Directed by: Ishana Shyamalan

Premise: A woman (Dakota Fanning) becomes stranded in a cabin in the woods with three strangers. They spend their nights sheltering from creatures that observe them through a large window. 

What Works: The Watchers is not quite a horror picture, more of a dark fantasy, but it has some effectively creepy images. The characters discover burrows where the supernatural creatures hide during the day and the sequences in which these people explore the tunnels are quite tense. The moviemakers don’t actually show us very much but that restraint works in the movie’s favor. It adds some mystery to the scenario and the filmmakers use sound to create the impression of the creature’s presence. The conceit of The Watchers plays as a PG-13 version of The Evil Dead; a group of people are trapped in a cabin in the woods where they barricade themselves from a mostly unseen supernatural force and discover a professor’s papers that explain the nature of the evil. Unlike The Evil Dead, The Watchers is well adjusted to the teen market and that’s who will probably get the most out of it. The Watchers plays as a gateway horror picture, the kind of movie that will get younger and inexperienced viewers interested in the genre.

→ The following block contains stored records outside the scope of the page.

PR #2926, opened 2016-08-03
WT-2764 Fix a bug calculating the dirty percentage of cache.

michaelcahill:
Also fix the statistic measuring the total time for checkpoint
scrubbing.

### DIFF
--- a/src/txn/txn_ckpt.c
+++ b/src/txn/txn_ckpt.c
@@ -313,7 +313,8 @@ __checkpoint_reduce_dirty_cache(WT_SESSION_IMPL *session)
 	struct timespec start, last, stop;
 	u_int current_dirty;
 	uint64_t bytes_written_start, bytes_written_total;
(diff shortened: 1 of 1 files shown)


agorrod:
Lgtm. I believe it is possible for the cache size to be zero sometimes, but not when the eviction server is doing this calculation.

michaelcahill:
autobuild: retest this please

michaelcahill:
autobuild: please retest this

michaelcahill:
autobuild: retest this please

michaelcahill:
Thanks, @agorrod, I've refined checkpoint scrubbing some more to avoid slowness in cases where the cache is mostly clean but still wait for long enough to start making progress.  I've also rolled back the change that bumped the checkpoint generation of the metadata tree.

I'll go ahead and merge so this gets stress testing overnight.

sueloverso:
@michaelcahill I'll keep an eye on things today and dig into them as tests run.

PR #2929, opened 2016-08-04
WT-2801 Exclude eviction from the metadata until checkpoint is stable

agorrod:
We were releasing the checkpoint transaction too early, and ignoring
it in the metadata file.


agorrod:
Thanks @michaelcahill. I'm happy with these changes now - I'll merge.

PR #2930, opened 2016-08-04
WT-2811 Include the checkpoint transaction if there is no btree.

michaelcahill:
Also make sure there is always a read barrier between reading the
oldest ID and the pinned checkpoint ID.


sueloverso:
@michaelcahill I'm going to merge this.  This branch has passed several iterations of test/format successfully.

PR #2934, opened 2016-08-05
WT-2811 The checkpoint session should not ignore it's own transaction ID

agorrod:
There is a sanity check in reconciliation that transaction IDs always
move forward. The tracked ID is updated by both the checkpoint session
and reconciliation in service of eviction. Recent changes in when
a btree is open for eviction mean that interleaving reconciliation
between eviction and checkpoint made it look like time went backwards.


michaelcahill:

PR #2935, opened 2016-08-05
WT-2813 Configure eviction dirty settings explicitly for LSM.

sueloverso:
@agorrod please review.  Your comment in the ticket was a bit confusing, but I changed the settings if the chosen cache size is less than 20Mb as well as if it is using LSM.  This allows the two CONFIGs in the ticket to repeatedly complete now.


agorrod:
Thanks @sueloverso lgtm - I'll merge

PR #3193, opened 2016-12-13
WT-3069 LevelDB APIs no longer build.

keithbostic:
WT-3069 LevelDB APIs no longer build.


agorrod:
Thanks @keithbostic lgtm, and builds for me now.

PR #3195, opened 2016-12-14
WT-3070 Fix search_near on indexes.

michaelcahill:
Since WT-2773, the sign of the `exact` result was flipped and
WT_NOTFOUND was returned for search_near calls with a key past the end
of the index.


michaelcahill:
@ddanderson, can you please review?

ddanderson:
@michaelcahill, lgtm. I added a couple more tests, I'll merge.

What Doesn’t: The Watchers creates a few creepy images but on the whole it’s not very frightening. The story lacks a sense of conflict. The characters are stranded in the cabin and they want to get out but there is little escalation or stakes. The strangers sheltering in the cabin have some interpersonal conflicts but it’s all rather muted. Dakota Fanning’s character is transporting an exotic bird to a zoo. Caring for that bird and getting the animals to its new home could be a source of motivation and personal stakes but the filmmakers don’t do much with that and the bird disappears from the narrative for extended periods. There is a very late exposition dump in which the characters inexplicably become experts in mythology and interpret signs and artwork to reveal an elaborate backstory. The exposition doesn’t really clarify anything and it hurts the pacing. The story comes to an organic conclusion but then keeps going. The coda sequence feels tagged on. The immediate conflict is resolved and this just prolongs the picture without adding much value.

Bottom Line: The Watchers is a middling effort. Director Ishana Shyamalan is a promising filmmaker but this film is hobbled by a story that struggles to create and maintain tension and loses its way in the ending.